# [WHAT TO DO]
The answer is to be an exact copy of the lines below running from the line with "PR #392, opened 2026-07-15" down to the line with "- bump lock", both ends included, and nothing more.

# [INFORMATION GIVEN]
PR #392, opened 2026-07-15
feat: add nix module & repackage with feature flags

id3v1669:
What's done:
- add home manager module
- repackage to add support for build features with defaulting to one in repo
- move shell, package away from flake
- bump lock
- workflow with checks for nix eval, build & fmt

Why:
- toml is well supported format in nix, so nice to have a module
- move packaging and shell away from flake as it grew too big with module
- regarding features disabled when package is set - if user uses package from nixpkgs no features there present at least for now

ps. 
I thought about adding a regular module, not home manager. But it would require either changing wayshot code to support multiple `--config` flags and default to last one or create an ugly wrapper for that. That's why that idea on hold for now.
--
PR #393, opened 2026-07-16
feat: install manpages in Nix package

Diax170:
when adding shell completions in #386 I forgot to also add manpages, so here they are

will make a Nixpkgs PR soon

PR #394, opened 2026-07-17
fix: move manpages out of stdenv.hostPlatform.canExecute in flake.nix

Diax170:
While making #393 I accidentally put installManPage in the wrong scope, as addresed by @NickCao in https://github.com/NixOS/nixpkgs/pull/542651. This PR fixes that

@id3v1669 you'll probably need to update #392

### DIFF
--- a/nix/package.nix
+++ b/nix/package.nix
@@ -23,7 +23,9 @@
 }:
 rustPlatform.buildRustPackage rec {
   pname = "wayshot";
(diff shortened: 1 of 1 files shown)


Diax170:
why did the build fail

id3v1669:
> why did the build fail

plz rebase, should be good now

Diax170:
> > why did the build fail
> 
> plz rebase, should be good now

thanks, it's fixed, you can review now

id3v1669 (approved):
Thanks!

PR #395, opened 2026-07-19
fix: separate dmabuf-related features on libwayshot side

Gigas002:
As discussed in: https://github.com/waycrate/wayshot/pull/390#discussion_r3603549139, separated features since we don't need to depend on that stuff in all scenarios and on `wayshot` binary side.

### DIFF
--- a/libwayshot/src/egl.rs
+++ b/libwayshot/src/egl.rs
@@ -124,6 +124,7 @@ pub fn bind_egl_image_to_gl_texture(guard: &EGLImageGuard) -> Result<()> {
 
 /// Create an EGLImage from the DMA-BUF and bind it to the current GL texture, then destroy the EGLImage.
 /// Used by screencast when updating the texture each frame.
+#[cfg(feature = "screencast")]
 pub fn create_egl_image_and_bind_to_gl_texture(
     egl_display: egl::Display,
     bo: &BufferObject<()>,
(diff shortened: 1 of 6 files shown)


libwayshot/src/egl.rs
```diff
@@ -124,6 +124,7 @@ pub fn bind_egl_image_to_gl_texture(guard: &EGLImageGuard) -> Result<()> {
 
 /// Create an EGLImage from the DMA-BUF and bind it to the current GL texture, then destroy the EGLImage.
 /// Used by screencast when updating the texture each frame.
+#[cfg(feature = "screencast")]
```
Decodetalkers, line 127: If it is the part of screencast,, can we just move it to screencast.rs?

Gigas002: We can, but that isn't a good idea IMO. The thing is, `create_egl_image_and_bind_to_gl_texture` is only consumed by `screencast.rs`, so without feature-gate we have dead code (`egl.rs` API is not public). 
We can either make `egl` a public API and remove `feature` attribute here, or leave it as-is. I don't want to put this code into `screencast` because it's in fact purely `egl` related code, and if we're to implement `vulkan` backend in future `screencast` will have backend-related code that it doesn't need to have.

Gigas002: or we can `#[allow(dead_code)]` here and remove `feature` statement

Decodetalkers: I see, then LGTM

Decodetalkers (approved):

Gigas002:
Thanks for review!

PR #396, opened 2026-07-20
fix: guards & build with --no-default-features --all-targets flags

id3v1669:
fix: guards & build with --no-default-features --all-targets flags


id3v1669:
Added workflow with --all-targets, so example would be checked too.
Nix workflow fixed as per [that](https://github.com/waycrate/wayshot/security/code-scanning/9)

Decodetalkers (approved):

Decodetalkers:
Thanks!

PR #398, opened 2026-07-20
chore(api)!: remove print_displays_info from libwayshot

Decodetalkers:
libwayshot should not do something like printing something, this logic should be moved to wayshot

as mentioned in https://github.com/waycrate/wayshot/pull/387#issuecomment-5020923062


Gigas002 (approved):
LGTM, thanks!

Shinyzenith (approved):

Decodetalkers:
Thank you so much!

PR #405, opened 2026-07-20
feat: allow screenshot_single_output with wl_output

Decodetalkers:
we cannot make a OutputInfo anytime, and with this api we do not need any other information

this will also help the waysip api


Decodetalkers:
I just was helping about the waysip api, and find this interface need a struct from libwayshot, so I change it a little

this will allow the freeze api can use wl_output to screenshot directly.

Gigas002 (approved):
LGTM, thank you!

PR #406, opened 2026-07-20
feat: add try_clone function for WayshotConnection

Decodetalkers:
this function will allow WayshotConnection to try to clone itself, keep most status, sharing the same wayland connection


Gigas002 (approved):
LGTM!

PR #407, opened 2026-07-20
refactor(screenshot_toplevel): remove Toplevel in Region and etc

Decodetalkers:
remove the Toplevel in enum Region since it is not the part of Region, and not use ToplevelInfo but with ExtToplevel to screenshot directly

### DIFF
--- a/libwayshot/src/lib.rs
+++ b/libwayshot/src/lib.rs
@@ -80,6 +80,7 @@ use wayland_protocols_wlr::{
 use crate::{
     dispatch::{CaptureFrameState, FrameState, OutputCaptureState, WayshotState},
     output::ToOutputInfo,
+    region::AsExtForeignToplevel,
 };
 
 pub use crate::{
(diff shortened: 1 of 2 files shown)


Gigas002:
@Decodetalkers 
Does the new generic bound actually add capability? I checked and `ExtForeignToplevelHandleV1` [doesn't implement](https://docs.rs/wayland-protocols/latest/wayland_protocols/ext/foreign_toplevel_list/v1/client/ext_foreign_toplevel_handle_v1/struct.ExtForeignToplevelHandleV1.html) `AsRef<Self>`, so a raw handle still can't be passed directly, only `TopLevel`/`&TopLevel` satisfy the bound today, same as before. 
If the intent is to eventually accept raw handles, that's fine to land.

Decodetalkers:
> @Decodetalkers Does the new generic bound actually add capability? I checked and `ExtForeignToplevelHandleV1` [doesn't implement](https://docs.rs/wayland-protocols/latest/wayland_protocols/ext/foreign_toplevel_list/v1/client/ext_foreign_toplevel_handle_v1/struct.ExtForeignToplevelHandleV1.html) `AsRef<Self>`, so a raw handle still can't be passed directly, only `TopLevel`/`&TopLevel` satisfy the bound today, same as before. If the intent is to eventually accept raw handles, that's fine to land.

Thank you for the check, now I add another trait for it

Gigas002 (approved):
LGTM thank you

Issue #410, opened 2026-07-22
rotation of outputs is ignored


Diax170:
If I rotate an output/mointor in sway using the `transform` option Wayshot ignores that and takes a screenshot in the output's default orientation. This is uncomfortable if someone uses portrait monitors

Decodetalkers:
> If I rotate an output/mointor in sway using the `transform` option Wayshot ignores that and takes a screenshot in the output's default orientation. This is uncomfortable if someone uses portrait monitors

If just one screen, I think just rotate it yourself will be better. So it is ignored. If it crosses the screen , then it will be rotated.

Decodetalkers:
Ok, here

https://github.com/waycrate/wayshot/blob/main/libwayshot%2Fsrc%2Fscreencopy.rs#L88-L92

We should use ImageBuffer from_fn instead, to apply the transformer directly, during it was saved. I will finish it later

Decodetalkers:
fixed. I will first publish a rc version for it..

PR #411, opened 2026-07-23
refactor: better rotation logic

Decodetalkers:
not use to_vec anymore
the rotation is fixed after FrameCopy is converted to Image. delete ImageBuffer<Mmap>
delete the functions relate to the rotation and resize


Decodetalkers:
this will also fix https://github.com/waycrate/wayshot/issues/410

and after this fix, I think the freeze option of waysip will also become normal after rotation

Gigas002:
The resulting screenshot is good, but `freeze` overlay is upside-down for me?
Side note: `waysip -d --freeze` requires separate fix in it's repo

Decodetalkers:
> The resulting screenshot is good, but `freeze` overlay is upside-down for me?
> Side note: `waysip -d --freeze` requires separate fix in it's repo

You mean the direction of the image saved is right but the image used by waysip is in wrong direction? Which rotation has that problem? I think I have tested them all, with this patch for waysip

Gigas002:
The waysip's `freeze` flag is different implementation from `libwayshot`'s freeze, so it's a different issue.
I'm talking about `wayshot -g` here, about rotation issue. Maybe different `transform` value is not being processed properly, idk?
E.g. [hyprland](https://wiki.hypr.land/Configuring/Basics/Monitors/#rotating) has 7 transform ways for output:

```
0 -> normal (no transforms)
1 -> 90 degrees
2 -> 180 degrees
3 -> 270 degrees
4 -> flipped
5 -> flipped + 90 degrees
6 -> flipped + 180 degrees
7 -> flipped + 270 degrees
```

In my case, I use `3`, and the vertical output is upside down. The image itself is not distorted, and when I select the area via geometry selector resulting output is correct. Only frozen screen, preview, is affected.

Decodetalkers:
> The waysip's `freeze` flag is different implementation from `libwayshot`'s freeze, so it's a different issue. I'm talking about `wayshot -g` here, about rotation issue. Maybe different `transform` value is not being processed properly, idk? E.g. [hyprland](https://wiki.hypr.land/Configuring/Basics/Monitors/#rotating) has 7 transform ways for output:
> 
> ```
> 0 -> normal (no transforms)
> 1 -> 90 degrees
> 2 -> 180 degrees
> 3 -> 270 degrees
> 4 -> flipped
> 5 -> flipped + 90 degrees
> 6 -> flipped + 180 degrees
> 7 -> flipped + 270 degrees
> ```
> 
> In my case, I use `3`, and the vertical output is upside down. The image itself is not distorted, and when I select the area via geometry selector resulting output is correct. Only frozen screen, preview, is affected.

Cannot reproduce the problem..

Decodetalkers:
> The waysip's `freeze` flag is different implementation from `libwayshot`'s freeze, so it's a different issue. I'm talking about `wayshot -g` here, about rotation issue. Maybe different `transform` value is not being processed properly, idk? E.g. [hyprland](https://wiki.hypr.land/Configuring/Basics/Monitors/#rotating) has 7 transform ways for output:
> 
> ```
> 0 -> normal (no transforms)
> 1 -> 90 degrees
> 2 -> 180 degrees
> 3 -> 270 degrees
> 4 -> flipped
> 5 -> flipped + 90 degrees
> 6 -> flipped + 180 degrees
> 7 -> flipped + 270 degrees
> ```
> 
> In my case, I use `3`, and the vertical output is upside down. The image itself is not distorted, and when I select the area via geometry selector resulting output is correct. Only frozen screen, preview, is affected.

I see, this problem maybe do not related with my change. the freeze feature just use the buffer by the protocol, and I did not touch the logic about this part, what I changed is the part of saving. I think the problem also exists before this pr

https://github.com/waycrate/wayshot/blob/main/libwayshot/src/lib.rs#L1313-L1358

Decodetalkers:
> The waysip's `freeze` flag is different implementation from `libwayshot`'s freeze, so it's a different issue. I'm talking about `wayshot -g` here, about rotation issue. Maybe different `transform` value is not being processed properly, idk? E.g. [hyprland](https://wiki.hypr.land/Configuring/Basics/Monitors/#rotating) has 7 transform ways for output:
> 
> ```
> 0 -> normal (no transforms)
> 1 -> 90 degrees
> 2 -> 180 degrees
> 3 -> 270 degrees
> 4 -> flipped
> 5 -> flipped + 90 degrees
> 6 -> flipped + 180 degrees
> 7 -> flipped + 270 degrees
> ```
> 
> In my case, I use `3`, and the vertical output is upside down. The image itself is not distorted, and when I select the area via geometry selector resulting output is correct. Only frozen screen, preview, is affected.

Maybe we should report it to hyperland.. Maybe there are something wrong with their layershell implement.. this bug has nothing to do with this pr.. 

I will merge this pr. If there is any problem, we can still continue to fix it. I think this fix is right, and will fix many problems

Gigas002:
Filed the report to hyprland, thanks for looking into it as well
--
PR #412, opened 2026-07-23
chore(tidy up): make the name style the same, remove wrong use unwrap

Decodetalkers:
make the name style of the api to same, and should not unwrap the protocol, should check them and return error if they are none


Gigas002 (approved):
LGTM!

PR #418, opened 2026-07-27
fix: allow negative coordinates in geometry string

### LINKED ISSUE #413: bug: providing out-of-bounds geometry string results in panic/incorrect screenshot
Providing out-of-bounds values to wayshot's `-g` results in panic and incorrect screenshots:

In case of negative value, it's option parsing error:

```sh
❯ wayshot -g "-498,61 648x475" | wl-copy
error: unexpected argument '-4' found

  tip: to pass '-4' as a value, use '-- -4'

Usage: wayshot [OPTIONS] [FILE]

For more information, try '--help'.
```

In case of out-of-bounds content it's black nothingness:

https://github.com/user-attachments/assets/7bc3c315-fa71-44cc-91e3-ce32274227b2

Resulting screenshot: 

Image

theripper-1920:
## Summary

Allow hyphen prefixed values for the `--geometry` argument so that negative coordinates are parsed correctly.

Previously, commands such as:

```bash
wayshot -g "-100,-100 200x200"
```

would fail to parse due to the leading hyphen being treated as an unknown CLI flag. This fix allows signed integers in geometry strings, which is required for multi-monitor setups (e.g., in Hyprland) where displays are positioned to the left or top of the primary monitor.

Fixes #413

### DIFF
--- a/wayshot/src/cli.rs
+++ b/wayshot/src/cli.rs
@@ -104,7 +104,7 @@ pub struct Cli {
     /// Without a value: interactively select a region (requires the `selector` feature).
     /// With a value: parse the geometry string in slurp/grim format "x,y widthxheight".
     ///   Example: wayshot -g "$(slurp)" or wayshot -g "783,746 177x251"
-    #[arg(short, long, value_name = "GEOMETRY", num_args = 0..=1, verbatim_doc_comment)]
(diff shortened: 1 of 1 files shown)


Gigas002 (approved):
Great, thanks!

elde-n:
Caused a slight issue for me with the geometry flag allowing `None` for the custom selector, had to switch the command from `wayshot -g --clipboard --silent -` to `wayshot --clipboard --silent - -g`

# [SOLUTION TO THIS TASK]
PR #392, opened 2026-07-15
feat: add nix module & repackage with feature flags

id3v1669:
What's done:
- add home manager module
- repackage to add support for build features with defaulting to one in repo
- move shell, package away from flake
- bump lock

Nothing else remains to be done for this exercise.